- [Aim of the exercise] Nothing but a number should be given: the count of lines in the listing that include "features".

- [Data shown]
◆ ◆ ◆
PR #133, opened 2020-09-01
Added DAC with basic features

David-OConnor:
- Includes builtin DAC trait that would [ideally be in embedded-hal](https://github.com/rust-embedded/embedded-hal/pull/247). Missing noise and tri wave features (commented-out and partially implemented) and triggers, but I think it's worth merging even without.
◆ ◆ ◆
- [Solution] 2